(DATA SHOWN Opens)
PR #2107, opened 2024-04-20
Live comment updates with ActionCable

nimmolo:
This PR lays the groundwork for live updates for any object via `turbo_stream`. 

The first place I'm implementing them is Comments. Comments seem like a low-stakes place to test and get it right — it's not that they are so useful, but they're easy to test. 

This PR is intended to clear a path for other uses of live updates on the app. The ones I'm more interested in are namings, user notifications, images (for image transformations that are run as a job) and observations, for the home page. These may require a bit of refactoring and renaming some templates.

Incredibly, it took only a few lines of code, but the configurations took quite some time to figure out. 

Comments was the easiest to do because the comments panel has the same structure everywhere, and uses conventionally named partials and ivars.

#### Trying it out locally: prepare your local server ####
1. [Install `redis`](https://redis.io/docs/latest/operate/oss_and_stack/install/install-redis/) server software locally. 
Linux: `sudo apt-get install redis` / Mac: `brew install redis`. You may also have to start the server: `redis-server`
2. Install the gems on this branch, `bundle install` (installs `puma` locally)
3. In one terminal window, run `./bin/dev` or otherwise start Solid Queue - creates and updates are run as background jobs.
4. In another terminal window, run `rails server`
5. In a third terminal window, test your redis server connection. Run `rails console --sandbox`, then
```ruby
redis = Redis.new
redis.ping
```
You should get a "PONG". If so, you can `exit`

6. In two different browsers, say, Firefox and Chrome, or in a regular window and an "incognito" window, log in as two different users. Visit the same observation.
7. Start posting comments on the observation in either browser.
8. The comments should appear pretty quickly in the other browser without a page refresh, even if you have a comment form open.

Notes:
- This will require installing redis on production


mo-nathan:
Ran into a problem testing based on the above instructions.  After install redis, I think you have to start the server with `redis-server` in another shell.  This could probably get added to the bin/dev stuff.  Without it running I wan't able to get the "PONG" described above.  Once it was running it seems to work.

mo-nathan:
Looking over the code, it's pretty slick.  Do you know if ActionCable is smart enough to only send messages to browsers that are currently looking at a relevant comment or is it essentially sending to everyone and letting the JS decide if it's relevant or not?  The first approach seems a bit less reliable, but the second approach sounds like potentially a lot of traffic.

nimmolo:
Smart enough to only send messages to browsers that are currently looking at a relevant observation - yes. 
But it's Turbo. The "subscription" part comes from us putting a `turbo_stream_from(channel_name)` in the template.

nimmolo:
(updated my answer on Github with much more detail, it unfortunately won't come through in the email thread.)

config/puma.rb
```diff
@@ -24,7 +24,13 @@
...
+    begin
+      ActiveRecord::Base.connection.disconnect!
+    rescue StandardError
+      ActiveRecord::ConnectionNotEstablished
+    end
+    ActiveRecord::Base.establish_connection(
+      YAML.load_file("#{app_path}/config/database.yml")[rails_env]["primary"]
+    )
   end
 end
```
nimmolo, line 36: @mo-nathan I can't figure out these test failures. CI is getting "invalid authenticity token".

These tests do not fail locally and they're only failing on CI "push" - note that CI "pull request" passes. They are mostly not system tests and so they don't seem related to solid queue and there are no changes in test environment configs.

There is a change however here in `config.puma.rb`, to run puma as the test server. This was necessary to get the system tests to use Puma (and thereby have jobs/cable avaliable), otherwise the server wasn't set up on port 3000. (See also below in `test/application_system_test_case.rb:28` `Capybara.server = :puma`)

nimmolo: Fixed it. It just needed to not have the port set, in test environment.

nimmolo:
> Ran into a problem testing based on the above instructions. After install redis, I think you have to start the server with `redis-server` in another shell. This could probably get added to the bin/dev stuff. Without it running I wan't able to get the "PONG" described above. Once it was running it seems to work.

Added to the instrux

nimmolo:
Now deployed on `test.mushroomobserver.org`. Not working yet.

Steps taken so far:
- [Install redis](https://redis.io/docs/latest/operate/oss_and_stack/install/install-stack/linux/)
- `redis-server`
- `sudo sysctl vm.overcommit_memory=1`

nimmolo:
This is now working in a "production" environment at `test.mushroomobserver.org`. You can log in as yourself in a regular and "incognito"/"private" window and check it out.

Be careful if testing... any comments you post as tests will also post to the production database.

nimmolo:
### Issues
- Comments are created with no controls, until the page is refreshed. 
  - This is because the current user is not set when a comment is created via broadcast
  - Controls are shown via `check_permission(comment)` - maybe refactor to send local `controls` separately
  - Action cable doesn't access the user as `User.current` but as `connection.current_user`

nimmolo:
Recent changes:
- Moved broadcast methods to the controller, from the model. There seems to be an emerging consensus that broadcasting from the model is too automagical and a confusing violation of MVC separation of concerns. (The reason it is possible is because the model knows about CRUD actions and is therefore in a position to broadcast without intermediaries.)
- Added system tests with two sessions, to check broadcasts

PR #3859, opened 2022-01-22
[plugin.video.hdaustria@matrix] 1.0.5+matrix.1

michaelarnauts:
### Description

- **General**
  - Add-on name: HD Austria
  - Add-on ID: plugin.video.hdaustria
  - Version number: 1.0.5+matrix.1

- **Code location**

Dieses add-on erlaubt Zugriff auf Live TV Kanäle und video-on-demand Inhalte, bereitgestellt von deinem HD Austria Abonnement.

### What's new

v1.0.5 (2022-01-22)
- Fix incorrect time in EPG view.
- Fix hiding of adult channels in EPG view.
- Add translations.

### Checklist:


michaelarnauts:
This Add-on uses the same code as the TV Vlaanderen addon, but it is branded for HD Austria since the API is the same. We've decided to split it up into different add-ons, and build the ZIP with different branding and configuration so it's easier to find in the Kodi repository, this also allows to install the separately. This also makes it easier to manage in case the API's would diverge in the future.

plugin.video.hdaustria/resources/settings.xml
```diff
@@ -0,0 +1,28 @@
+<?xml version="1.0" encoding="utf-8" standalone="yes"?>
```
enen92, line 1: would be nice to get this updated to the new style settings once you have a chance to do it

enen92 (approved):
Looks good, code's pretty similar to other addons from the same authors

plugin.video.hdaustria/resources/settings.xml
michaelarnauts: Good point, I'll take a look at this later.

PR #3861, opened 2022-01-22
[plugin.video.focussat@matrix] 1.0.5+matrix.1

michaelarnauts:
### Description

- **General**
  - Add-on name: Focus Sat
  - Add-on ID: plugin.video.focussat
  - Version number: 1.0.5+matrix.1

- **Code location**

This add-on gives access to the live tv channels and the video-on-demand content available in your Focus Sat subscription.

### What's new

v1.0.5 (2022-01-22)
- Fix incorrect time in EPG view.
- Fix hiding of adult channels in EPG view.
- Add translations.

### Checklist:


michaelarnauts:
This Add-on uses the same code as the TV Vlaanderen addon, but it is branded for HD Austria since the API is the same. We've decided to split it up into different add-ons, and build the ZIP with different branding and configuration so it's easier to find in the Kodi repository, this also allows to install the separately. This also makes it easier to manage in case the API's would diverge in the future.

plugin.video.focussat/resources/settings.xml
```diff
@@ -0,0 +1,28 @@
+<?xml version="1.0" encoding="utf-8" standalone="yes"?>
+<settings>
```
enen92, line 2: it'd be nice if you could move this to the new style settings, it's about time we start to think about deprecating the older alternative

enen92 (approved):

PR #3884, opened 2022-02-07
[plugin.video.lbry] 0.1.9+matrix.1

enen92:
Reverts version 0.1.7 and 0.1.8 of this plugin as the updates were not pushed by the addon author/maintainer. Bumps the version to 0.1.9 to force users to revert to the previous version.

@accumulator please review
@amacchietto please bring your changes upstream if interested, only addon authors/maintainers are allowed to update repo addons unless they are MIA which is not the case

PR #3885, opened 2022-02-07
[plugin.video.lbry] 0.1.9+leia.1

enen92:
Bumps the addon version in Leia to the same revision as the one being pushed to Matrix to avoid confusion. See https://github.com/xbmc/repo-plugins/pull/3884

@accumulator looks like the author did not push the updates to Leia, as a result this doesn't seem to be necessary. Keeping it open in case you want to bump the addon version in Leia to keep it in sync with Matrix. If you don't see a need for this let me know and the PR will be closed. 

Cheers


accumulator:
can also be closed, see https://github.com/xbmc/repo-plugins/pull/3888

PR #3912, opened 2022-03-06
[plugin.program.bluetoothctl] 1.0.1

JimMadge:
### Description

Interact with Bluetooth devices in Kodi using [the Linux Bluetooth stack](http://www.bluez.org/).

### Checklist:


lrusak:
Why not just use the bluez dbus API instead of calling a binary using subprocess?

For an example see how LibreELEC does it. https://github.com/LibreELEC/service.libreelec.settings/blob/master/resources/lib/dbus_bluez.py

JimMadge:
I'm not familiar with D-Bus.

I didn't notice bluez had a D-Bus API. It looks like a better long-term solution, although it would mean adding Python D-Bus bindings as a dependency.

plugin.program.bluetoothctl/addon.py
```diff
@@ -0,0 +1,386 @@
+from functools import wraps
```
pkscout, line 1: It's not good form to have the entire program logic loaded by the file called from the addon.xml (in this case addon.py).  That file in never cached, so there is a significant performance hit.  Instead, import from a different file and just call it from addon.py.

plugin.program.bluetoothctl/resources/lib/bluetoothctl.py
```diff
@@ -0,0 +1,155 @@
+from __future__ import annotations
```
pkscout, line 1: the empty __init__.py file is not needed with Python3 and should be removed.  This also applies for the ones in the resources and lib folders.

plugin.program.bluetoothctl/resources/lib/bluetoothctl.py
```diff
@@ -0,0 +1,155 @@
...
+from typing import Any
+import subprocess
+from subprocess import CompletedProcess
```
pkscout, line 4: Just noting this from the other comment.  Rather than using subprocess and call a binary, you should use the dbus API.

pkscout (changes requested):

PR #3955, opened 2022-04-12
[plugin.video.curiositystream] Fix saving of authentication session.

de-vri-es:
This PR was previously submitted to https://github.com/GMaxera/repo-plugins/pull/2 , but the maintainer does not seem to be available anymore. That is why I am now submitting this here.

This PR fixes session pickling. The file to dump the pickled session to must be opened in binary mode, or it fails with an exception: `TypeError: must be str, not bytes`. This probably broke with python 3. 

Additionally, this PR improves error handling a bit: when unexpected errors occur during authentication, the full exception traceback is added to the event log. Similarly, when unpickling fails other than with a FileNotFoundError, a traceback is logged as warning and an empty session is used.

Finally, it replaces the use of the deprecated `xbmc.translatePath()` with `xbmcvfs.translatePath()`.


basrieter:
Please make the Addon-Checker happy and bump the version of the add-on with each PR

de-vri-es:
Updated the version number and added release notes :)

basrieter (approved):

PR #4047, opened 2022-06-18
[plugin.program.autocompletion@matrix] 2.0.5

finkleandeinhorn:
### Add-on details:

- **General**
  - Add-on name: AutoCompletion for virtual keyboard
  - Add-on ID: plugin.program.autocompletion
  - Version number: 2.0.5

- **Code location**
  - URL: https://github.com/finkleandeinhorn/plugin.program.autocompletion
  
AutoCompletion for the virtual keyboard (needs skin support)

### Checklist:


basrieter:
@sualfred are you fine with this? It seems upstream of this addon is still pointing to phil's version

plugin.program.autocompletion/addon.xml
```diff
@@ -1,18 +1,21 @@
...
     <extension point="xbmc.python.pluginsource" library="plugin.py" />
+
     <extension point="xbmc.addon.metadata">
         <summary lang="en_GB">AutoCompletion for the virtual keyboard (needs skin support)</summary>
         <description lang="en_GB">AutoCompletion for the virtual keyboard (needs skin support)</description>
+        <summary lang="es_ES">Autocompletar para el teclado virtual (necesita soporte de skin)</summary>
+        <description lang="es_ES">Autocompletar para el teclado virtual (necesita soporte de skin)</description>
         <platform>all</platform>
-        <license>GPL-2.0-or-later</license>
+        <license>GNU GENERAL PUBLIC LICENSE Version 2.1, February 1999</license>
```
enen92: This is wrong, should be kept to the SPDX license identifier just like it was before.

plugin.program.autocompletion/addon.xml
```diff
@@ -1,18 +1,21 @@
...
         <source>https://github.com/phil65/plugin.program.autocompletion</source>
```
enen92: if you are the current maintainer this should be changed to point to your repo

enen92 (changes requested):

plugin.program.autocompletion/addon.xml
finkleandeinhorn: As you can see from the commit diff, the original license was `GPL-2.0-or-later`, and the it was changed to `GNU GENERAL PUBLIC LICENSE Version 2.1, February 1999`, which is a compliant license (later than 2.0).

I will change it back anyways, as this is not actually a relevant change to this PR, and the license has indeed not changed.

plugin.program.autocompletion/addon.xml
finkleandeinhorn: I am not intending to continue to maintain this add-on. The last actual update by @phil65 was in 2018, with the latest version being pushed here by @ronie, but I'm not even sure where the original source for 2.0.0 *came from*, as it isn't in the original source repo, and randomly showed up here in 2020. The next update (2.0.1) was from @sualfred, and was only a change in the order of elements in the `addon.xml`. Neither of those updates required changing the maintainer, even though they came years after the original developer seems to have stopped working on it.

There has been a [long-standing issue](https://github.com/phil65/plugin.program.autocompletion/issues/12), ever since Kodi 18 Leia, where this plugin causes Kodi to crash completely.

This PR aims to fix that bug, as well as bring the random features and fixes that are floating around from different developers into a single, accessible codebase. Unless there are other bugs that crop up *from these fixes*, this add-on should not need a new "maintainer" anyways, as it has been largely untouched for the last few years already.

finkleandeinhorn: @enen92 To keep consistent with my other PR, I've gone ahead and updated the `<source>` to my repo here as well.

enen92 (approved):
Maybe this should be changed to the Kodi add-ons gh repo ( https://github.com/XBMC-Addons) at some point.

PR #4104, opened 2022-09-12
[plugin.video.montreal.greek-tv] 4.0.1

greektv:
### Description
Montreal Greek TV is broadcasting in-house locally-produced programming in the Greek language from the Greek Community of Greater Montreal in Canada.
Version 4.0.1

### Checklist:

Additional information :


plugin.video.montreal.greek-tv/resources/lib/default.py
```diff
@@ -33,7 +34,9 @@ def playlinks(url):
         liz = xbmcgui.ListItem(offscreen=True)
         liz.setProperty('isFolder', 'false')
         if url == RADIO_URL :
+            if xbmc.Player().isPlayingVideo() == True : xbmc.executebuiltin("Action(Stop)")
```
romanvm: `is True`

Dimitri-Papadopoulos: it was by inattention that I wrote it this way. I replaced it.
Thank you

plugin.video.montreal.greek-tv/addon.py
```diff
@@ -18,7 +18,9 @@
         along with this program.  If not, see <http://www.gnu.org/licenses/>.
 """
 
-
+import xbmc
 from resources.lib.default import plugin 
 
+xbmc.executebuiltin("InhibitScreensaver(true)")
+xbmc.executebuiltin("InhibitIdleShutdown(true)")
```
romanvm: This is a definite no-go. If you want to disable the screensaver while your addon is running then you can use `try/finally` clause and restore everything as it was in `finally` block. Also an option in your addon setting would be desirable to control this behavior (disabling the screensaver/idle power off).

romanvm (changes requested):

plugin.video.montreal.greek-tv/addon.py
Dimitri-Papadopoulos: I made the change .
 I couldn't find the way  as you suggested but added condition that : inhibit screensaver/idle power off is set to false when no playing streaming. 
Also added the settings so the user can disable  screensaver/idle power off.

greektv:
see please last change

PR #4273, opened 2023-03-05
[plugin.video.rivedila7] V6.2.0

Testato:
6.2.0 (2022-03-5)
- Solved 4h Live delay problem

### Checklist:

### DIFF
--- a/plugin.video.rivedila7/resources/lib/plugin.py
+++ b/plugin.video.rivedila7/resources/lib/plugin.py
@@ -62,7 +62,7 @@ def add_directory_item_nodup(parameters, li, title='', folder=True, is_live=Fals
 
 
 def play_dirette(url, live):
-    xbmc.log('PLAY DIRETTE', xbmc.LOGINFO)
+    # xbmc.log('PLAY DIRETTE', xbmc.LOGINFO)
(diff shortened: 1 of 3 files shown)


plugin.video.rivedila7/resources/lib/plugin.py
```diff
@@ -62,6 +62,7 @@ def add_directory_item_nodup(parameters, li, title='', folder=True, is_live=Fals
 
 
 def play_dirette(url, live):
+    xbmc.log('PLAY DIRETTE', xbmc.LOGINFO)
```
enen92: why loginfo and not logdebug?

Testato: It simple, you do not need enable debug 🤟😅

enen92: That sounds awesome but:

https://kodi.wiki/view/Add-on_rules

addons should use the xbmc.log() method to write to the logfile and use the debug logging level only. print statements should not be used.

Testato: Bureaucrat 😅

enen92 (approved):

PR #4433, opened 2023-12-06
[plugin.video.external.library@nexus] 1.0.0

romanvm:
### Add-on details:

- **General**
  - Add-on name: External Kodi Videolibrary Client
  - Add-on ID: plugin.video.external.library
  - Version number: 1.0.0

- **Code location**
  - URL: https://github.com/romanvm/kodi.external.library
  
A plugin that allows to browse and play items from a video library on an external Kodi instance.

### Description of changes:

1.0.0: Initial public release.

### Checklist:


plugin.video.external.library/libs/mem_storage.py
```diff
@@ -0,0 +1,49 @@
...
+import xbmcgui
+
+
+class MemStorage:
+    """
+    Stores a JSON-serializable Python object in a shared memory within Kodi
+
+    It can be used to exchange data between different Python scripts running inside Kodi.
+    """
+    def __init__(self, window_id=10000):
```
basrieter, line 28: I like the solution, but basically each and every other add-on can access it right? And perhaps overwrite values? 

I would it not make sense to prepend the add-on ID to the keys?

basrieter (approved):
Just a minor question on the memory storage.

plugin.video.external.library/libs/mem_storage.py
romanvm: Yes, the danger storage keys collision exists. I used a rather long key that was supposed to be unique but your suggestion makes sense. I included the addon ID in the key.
(DATA SHOWN Closes)
**BRIEF**
Nothing but a number should be given: the count of lines in the data above with the word "Autocompletar".

**ANSWER BOX**
2